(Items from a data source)

--------------------------------

PR #451, opened 2026-05-04
cleanup: type fixes in `Communicator` classes

romanc:
# Description

This PR brings typing fixes for the `Communicator` classes. Python static analysis tools (e.g. `pyright` and `mypy`) are very strict about overloading class members in subclasses, see https://github.com/microsoft/pyright/issues/7840.

This PR suggests to the `Communicator` base class a `Generic` on the partitioner. That allows us to tell static analysis tools that `TileCommunicators` come with a `TilePartitioner` and `CubedSphereCommunicators` come with a `CubedSpherePartitioner`.

Minor other type fixes are based on the fact that overload function signatures should have arguments with the same name as the base class, e.g. `subtile_extent()` of different `Partitioners`.

## How has this been tested?

All good as long as CI is still happy.

## Checklist

### DIFF
--- a/ndsl/comm/communicator.py
+++ b/ndsl/comm/communicator.py
@@ -78,12 +78,12 @@ class Communicator(abc.ABC, Generic[P]):
 
     @property
     def rank(self) -> int:
-        """rank of the current process within this communicator"""
+        """Rank of the current process within this communicator."""
         return self.comm.Get_rank()
 
     @property
     def size(self) -> int:
-        """Total number of ranks in this communicator"""
+        """Total number of ranks in this communicator."""
         return self.comm.Get_size()
 
     def _maybe_force_cpu(self, module: ModuleType) -> ModuleType:
@@ -104,7 +104,7 @@ class Communicator(abc.ABC, Generic[P]):
     def _create_all_reduce_quantity(
         self, input_metadata: QuantityMetadata, input_data: Any
     ) -> Quantity:
-        """Create a Quantity for all_reduce data and metadata"""
+        """Create a Quantity for all_reduce data and metadata."""
         all_reduce_quantity = Quantity(
             input_data,
             dims=input_metadata.dims,
@@ -649,7 +649,7 @@ def bcast_metadata(comm: CommABC, array: Quantity):  # type: ignore[no-untyped-d
 
 
 class TileCommunicator(Communicator[TilePartitioner]):
-    """Performs communications within a single tile or region of a tile"""
+    """Performs communications within a single tile or region of a tile."""
 
     def __init__(
         self,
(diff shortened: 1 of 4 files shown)


ndsl/comm/communicator.py
```diff
@@ -663,10 +666,7 @@ def __init__(
             force_cpu: force all communication to go through central memory
             timer: Time communication operations.
         """
-        super(TileCommunicator, self).__init__(
```
romanc, line 666: listing `(TileCommunicator, self)` as arguments of `super()` is not necessary (anymore).

ndsl/comm/communicator.py
```diff
@@ -794,12 +792,9 @@ def __init__(
                 f"comm object with only {comm.Get_size()} ranks, are we running "
                 "with mpi and the correct number of ranks?"
             )
-        self._tile_communicator: TileCommunicator | None = None
-        self._force_cpu = force_cpu
```
romanc, line 798: unused duplicate member variable

ndsl/comm/communicator.py
```diff
@@ -663,10 +666,7 @@ def __init__(
             force_cpu: force all communication to go through central memory
             timer: Time communication operations.
         """
-        super(TileCommunicator, self).__init__(
-            comm, partitioner, force_cpu=force_cpu, timer=timer
-        )
-        self.partitioner: TilePartitioner = partitioner
```
romanc, line 669: Now unneeded because the correct type is on the base class already.

ndsl/comm/communicator.py
```diff
@@ -814,55 +809,53 @@ def from_layout(
...
-    def _initialize_tile_communicator(self) -> None:
-        tile_comm = self.comm.Split(
-            color=self.partitioner.tile_index(self.rank), key=self.rank
-        )
-        self._tile_communicator = TileCommunicator(tile_comm, self.partitioner.tile)
+        return self._tile_communicator
 
     def _get_gather_recv_quantity(
-        self, global_extent: Sequence[int], metadata: QuantityMetadata
+        self, global_extent: Sequence[int], send_metadata: QuantityMetadata
```
romanc, line 822: Same argument name as base class method.

ndsl/comm/partitioner.py
```diff
@@ -160,9 +156,7 @@ def subtile_index(self, rank: int) -> tuple[int, int]:
     def total_ranks(self) -> int:
         return self.layout[0] * self.layout[1]
 
-    def global_extent(
-        self, rank_metadata: Quantity | QuantityMetadata
-    ) -> tuple[int, ...]:
```
romanc, line 165: Base class only works with `QuantityMetadata`. This technically also works with the `Quantity` because we forward properties like `.dims` and `.extent` to the `Quantity`, but I guess consistency is key here.

We can have a separate discussion about why we have `QuantityMetadata` when one can basically access every member of the meta data directly on the `Quantity`.

romanc (commented):
some remarks inline

FlorianDeconinck (approved):
🧹 🧹 Thanks ! 🧹🧹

--------------------------------

What you will do –
Write out every entry again, keeping each line exactly the same.

Solution to this task –
PR #451, opened 2026-05-04
cleanup: type fixes in `Communicator` classes

romanc:
# Description

This PR brings typing fixes for the `Communicator` classes. Python static analysis tools (e.g. `pyright` and `mypy`) are very strict about overloading class members in subclasses, see https://github.com/microsoft/pyright/issues/7840.

This PR suggests to the `Communicator` base class a `Generic` on the partitioner. That allows us to tell static analysis tools that `TileCommunicators` come with a `TilePartitioner` and `CubedSphereCommunicators` come with a `CubedSpherePartitioner`.

Minor other type fixes are based on the fact that overload function signatures should have arguments with the same name as the base class, e.g. `subtile_extent()` of different `Partitioners`.

## How has this been tested?

All good as long as CI is still happy.

## Checklist

### DIFF
--- a/ndsl/comm/communicator.py
+++ b/ndsl/comm/communicator.py
@@ -78,12 +78,12 @@ class Communicator(abc.ABC, Generic[P]):
 
     @property
     def rank(self) -> int:
-        """rank of the current process within this communicator"""
+        """Rank of the current process within this communicator."""
         return self.comm.Get_rank()
 
     @property
     def size(self) -> int:
-        """Total number of ranks in this communicator"""
+        """Total number of ranks in this communicator."""
         return self.comm.Get_size()
 
     def _maybe_force_cpu(self, module: ModuleType) -> ModuleType:
@@ -104,7 +104,7 @@ class Communicator(abc.ABC, Generic[P]):
     def _create_all_reduce_quantity(
         self, input_metadata: QuantityMetadata, input_data: Any
     ) -> Quantity:
-        """Create a Quantity for all_reduce data and metadata"""
+        """Create a Quantity for all_reduce data and metadata."""
         all_reduce_quantity = Quantity(
             input_data,
             dims=input_metadata.dims,
@@ -649,7 +649,7 @@ def bcast_metadata(comm: CommABC, array: Quantity):  # type: ignore[no-untyped-d
 
 
 class TileCommunicator(Communicator[TilePartitioner]):
-    """Performs communications within a single tile or region of a tile"""
+    """Performs communications within a single tile or region of a tile."""
 
     def __init__(
         self,
(diff shortened: 1 of 4 files shown)


ndsl/comm/communicator.py
```diff
@@ -663,10 +666,7 @@ def __init__(
             force_cpu: force all communication to go through central memory
             timer: Time communication operations.
         """
-        super(TileCommunicator, self).__init__(
```
romanc, line 666: listing `(TileCommunicator, self)` as arguments of `super()` is not necessary (anymore).

ndsl/comm/communicator.py
```diff
@@ -794,12 +792,9 @@ def __init__(
                 f"comm object with only {comm.Get_size()} ranks, are we running "
                 "with mpi and the correct number of ranks?"
             )
-        self._tile_communicator: TileCommunicator | None = None
-        self._force_cpu = force_cpu
```
romanc, line 798: unused duplicate member variable

ndsl/comm/communicator.py
```diff
@@ -663,10 +666,7 @@ def __init__(
             force_cpu: force all communication to go through central memory
             timer: Time communication operations.
         """
-        super(TileCommunicator, self).__init__(
-            comm, partitioner, force_cpu=force_cpu, timer=timer
-        )
-        self.partitioner: TilePartitioner = partitioner
```
romanc, line 669: Now unneeded because the correct type is on the base class already.

ndsl/comm/communicator.py
```diff
@@ -814,55 +809,53 @@ def from_layout(
...
-    def _initialize_tile_communicator(self) -> None:
-        tile_comm = self.comm.Split(
-            color=self.partitioner.tile_index(self.rank), key=self.rank
-        )
-        self._tile_communicator = TileCommunicator(tile_comm, self.partitioner.tile)
+        return self._tile_communicator
 
     def _get_gather_recv_quantity(
-        self, global_extent: Sequence[int], metadata: QuantityMetadata
+        self, global_extent: Sequence[int], send_metadata: QuantityMetadata
```
romanc, line 822: Same argument name as base class method.

ndsl/comm/partitioner.py
```diff
@@ -160,9 +156,7 @@ def subtile_index(self, rank: int) -> tuple[int, int]:
     def total_ranks(self) -> int:
         return self.layout[0] * self.layout[1]
 
-    def global_extent(
-        self, rank_metadata: Quantity | QuantityMetadata
-    ) -> tuple[int, ...]:
```
romanc, line 165: Base class only works with `QuantityMetadata`. This technically also works with the `Quantity` because we forward properties like `.dims` and `.extent` to the `Quantity`, but I guess consistency is key here.

We can have a separate discussion about why we have `QuantityMetadata` when one can basically access every member of the meta data directly on the `Quantity`.

romanc (commented):
some remarks inline

FlorianDeconinck (approved):
🧹 🧹 Thanks ! 🧹🧹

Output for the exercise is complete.